Where did you buy the picotope light from? I could never find it outside the complege fish tank kit.


----------



## PinoyBoy (Mar 14, 2008)

I'm not sure if this is allowed, so please remove/report if it is.

Many nano-reefers also use the JBJ picotope and they usually discard their lighting for better ones. Check out www.nano-reef.com or other (aquarium) reefing online communities.


----------



## demonr6 (Mar 14, 2011)

Okay, I have to break this out.. this is a JBJ Picotope right out of the box using the stock light and bulb. I scrapped the POS HOB filter and replaced it with a TOM mini internal tank filter. Weekly water changes but nothing else.. this tank has been at my office and in service since December. As you can see the plants do not have an issue with the lighting situation and the betta loves his home. It is on a timer, 8 hrs on and kicks on at 8 AM about an hour after I get in to work.


----------



## demonr6 (Mar 14, 2011)

Quentin said:


> Where did you buy the picotope light from? I could never find it outside the complege fish tank kit.


Go straight to JBJ and buy it. I called in and asked the lady who answered the phone if I could buy the entire light assembly bulb and all directly thought her and she was more than accommodating.


----------



## lovemmth (Aug 30, 2010)

Thanks all my tank will be here soon. The light that comes with the kit is a 50/50. I didn't think that bulb would be good for growing plants? Demonr6 did you change the bulb I was told coralife sells a replacement 9 watt 6700k bulb


----------



## demonr6 (Mar 14, 2011)

I have been using the light that came with the tank. You can see by the pics that the plants don't mind it at all. Java Fern blows up with that light. If I could get a better & closer pic you would see it is a beautiful green with almost zero brown. A little on the edges of maybe two leaves but those are the older growth, the rest are a spotless. I have a wisteria and that elephant ear looking plant was pulled when I was pruning the arrangement at my desk.. I tossed it in there. That was three months ago and it thrives semi submersed. The other three are relatively new to the tank, telanthera sp? and a couple of others that were extras in my larger tanks. In all it has been in that same state for about three weeks now and doing really well with that light no ferts other than fish waste which is really beyond me how they all do so well considering it is plain gravel.


----------



## 82nd_Airborne (Mar 28, 2012)

Thanks for the input Demonr6. I just ordered one of these set ups and was worried about the light. My only question you comment about the filter. Is it really that bad? I plan on it being a heavily planted tank with maybe an oto.


----------



## somewhatshocked (Aug 8, 2011)

The filter isn't "bad" - just... kinda cheaply made and not entirely flexible when it comes to your options for media.

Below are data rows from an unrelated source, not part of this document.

PR #312, opened 2021-07-22
Adds hook to ensure Envoy exited

codefromthecrypt:
We currently don't ensure Envoy has exited when it said it should. Due the the nature of FS locks in windows, we can detect this happens sometimes in #309. This change adds the plumbing we can use on all supported operating systems.

### DIFF
--- a/internal/envoy/run.go
+++ b/internal/envoy/run.go
@@ -29,7 +29,7 @@ import (
 )
 
 // Run execs the binary at the path with the args passed. It is a blocking function that can be shutdown via SIGINT.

I use these small tanks as nano reefs but have one I use for Green Shrimp. I use an AquaClear 20 filter with a sponge prefilter and it's great. Well worth the $15-$20 for the AC. Though, the included filter will work fine if you play around with it.


----------



## 82nd_Airborne (Mar 28, 2012)

Sounds like good advice. I currently have only one other tank, a 5.5 gallon Fluval Chi that I have officially done everything wrong imaginable to. I finally replaced the center filter cube for a real light and an AQ 20 and I am much happier. This tank is going to be for work, so I am trying to go as low maintenance as possible, so plants, an otto, and some RCS probably. I will probably play around with the filter for a while and if I hate it, I'll pick up another AQ 20 and transfer media from my 5.5. BTW as a side note, I absolutely love how nice everyone on this forum is. especially with me being new( less than 6 months) into the hobby.


----------



## shrimpster (Jan 31, 2012)

Yeah, the light is 9 watts. I grew a carpet of HC no problem with the stock bulb. 

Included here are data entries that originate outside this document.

Issue #320, opened 2021-07-28
Sign the windows executable (func-e.exe) and installer (func-e.msi)


codefromthecrypt:
**Is your feature request related to a problem? Please describe.**
Right now, func-e.exe is not signed. Windows will suggest to not run it due to it being from an unknown publisher. If it had an authenticode signature, the warning would change to less severe, but still suggest to not run it. After the [reputation improves](https://www.digicert.com/blog/ms-smartscreen-application-reputation), it is possible Windows won't suggest to not run it.

**Describe the solution you'd like**
To do this, we would first need a code-signing certificate, probably for the whole of tetratelabs, not just here. Seems people use digicert or symantec, and some pay more for an EV cert which has a higher initial reputation. https://answers.microsoft.com/en-us/protect/forum/all/windows-defender-is-giving-a-warning-when/ee48147e-8fe2-46d5-bfba-c5d38b332360

Once we have that, we'd need to add it in PKCS#12 format as an org secret  (ex tetratelabs-cert.pfx). This allows any of our repos can use it.

Some process we make or is an existing action or otherwise automation would sign the .exe after goreleaser makes it. The options listed below work on linux, which means our releaser doesn't need to step across different operating systems to complete. These also assume some step uses curl or otherwise to download the pfx into the file `tetratelabs-cert.pfx`

### option 1: osslsigncode
[osslsigncode](https://github.com/mtrojnar/osslsigncode) seems a simpler option as it natively supports PKCS#12 and requires no conversion. It is available in ubuntu (apt) and os/x (homebrew). While it has few contributors, and doesn't release often, it is active and written in C.

Ex.
```
  osslsigncode sign -h sha256 -pkcs12 tetratelabs-cert.pfx -pass "$TETRATELABS_CERT_PASSWORD" \
    -n "func-e makes running Envoy® easy" -i https://func-e.io -t http://timestamp.digicert.com \
    -in dist/func-e_windows_amd64/func-e.exe -out dist/func-e_windows_amd64/func-e-signed.exe &&
mv dist/func-e_windows_amd64/func-e-signed.exe dist/func-e_windows_amd64/func-e.exe
```

### option 2: signcode

signcode is a part of the [mono](https://github.com/mono/mono) project and available also on ubuntu or os/x (homebrew). While it is written in c#, it releases often and has a lot of contributors.

[...]

PR #321, opened 2021-07-29
Adds Windows installer

codefromthecrypt:
This adds a Windows installer (msi) using the subset of WIX features
supported by https://wiki.gnome.org/msitools.

Dodging unsupported features brings DevX because we can create and test
the tool on OS/x.

A future PR will patch the the release created by goreleaser, uploading the MSI


codefromthecrypt:
current status: this works if built on windows or darwin, it installs and uninstalls on windows

ex. `VERSION=0.6.1 make msi`

Makefile
```diff
@@ -32,6 +32,30 @@ bin $(BIN): $(GORELEASER)
...
+WIN_BIN := dist/func-e_windows_amd64
+WIN_BIN_EXE := $(WIN_BIN)/func-e.exe
+
+$(WIN_BIN_EXE): $(GORELEASER)
+	@echo "--- win-bin ---"
+	@GOOS=windows GOARCH=amd64 $(GORELEASER) build --snapshot --single-target --rm-dist
+
+.PHONY: msi
+msi: $(WIN_BIN_EXE)
+ifeq ($(OS),Windows_NT)  # same for Windows 10 etc
```
codefromthecrypt, line 46: @mathetake earlier I was trying to explain that how in windows it is two commands to accomplish what in linux/darwin is one. This is the thing I referred to.

Hover goes a bit farther and does this and some other bits in go... not quite sure want to go there at this point, but we could certainly optimize later. https://github.com/go-flutter-desktop/hover/blob/9f74033acaeabec51906e9542d8706111b98fe31/cmd/packaging/windows-msi.go

Main thing is that make is already doing the release, so probably good enough to leave this as an `ifeq`

Makefile
```diff
@@ -32,6 +32,30 @@ bin $(BIN): $(GORELEASER)
...
+	@candle -v -arch x64 -dVersion=$(VERSION)  \
+	-dBin=$(WIN_BIN)/func-e.exe \
+	packaging/func-e.wxs
+	@light func-e.wixobj -o $(WIN_BIN)/func-e.msi -spdb
+	@rm func-e.wixobj
+else  # TODO: the exit code is 1 for some reason
```
codefromthecrypt, line 52: TODO: make sure this comment isn't lying :) I think the exit code is zero again.

packaging/func-e.wxs
```diff
@@ -0,0 +1,90 @@
...
+        </Feature>
+
+        <!-- Add func-e to the default PATH once installation succeeds.
+             This is an alternative to <Component><Environment> which doesn't work on wixl 0.101 (OS/X) -->
+        <Property Id="setx" Value="setx.exe"/>
+        <CustomAction Id="ChangePath" ExeCommand="PATH &quot;%PATH%;[INSTALLDIR]&quot;" Property="setx"
+                      Execute="deferred"/>
+        <InstallExecuteSequence>
+            <RemoveExistingProducts Before="InstallInitialize"/>
+            <!-- TODO: this doesn't cleanup the path addition on uninstall -->
```
codefromthecrypt, line 86: I will likely not address this TODO as I spent an hour and in worst case we leave func-e in the path post-install. I verified it doesn't redundantly add it on upgrade. This is the same impl as nomad, so if they manage to improve, so could we.

packaging/func-e.wxs
```diff
@@ -0,0 +1,90 @@
+<?xml version="1.0" encoding="UTF-8"?>
+<!-- This builds a minimal package of func-e. The only required variable is Version
+     Ex. `wixl -D Version=0.6.1`
+
+     While all options used are documented, the initial version of this file was helped by:
+     * cloudflared - https://github.com/cloudflare/cloudflared/commit/38af26e232d6a5fd981d40981b702a1d06a3b8ee
+     * podmad - https://github.com/containers/podman/commit/b6b0b6e8bd0f8c75fe9411f722a43f9305c6137a
```
codefromthecrypt, line 7: I would also cite apple's swift, except it uses windows-only (ex non GNOME) features, which actually resulted in me losing time to figure that out. Luckily I commented below which features would be nice if GNOME msitools ends up supporting them https://github.com/apple/swift-installer-scripts/blob/bbcd6a3addfe9c3b62caebf1683cd39c27e7ddb9/platforms/Windows/Toolchain/windows-toolchain.wxs

Makefile
```diff
@@ -32,6 +32,30 @@ bin $(BIN): $(GORELEASER)
...
+WIN_BIN_EXE := $(WIN_BIN)/func-e.exe
+
+$(WIN_BIN_EXE): $(GORELEASER)
+	@echo "--- win-bin ---"
+	@GOOS=windows GOARCH=amd64 $(GORELEASER) build --snapshot --single-target --rm-dist
+
+.PHONY: msi
+msi: $(WIN_BIN_EXE)
+ifeq ($(OS),Windows_NT)  # same for Windows 10 etc
+	@candle -v -arch x64 -dVersion=$(VERSION)  \
```
codefromthecrypt, line 47: TODO: crash if this is empty. also this can't start with 'v'. It *must* be a N.N.N version to work with microsoft

codefromthecrypt (commented):
notes for monday's cleanup/integration for merge

smoke test of the msi should happen in a GHA when func-e.wxs changes (on windows)
```bash
# install
msiexec /i func-e.msi /qn

# run func-e which should be in the path, this will download envoy
func-e run -version

# uninstall
msiexec /x func-e.msi /qn
```

packaging/func-e.wxs
codefromthecrypt: resolved with a comment about an about to land feature that solves this

codefromthecrypt:
until #320 we can only run unattended quiet install with admin (using `msiexec`) because otherwise it silently fails due to the permissions request

codefromthecrypt:
installer icon looks great thanks to @peterj!

image

codefromthecrypt:
goreleaser can't patch an existing set of files to publish, and doesn't support MSI either per https://github.com/goreleaser/goreleaser/issues/1295

This means we need to run goreleaser and subsequently package MSI. I'll work on that in a bit

codefromthecrypt:
OK I think this will likely pass, and probably all that should be done in one PR

codefromthecrypt:
rebased over recent refactoring and pulled msi tests into their own file. This will reduce scope that requires external tool installation to only changes related to MSI.

codefromthecrypt:
OK I added minimal installer validation. Once this is in I'll refactor the release script to patch what goreleaser makes with the MSI produced later via `make msi`

codefromthecrypt:
alright I think this is polished enough. I will do the release work in another PR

Just re-arrange the media from the way it comes and use the bag for the charcoal to put in some bio. It works just fine. I put the black sponge across the exit of the impeller into the media chamber, then some eheim substratpro, then the floss across the exit. The black sponge and the floss form an 'L' and leave a nice pocket for the bio. That way the black sponge filters first, then through the bio, last through the floss.


----------



## 82nd_Airborne (Mar 28, 2012)

Ok, so I like the tank, the light, but not the filter. I should have listened earlier. The filter was loud. I would mess with the impeller, it would stop, then start back up after another 15 minutes. I thought maybe it would stop after a day or 2 running, but that rattle drove me crazy after day 1, so now an AQ 20 is hanging on the back of it.


----------



## somewhatshocked (Aug 8, 2011)

Started a tank journal yet, 82nd?


----------



## 82nd_Airborne (Mar 28, 2012)

I've got some pictures of setup, but I havent decided if im going to do a journal or not. I probably ought to since I seem to be hijacking other people's threads.


----------



## somewhatshocked (Aug 8, 2011)

Do it! 

Love these little tanks.


----------



## Cottagewitch (Oct 22, 2009)

I use the coralife bulb in mine and my plants love it. I also replaced the filter but am using a Red Sea Nano filter. It's still very small but works SO much better than the stock filter. My Picotope is my favorite tank.


Jenna


----------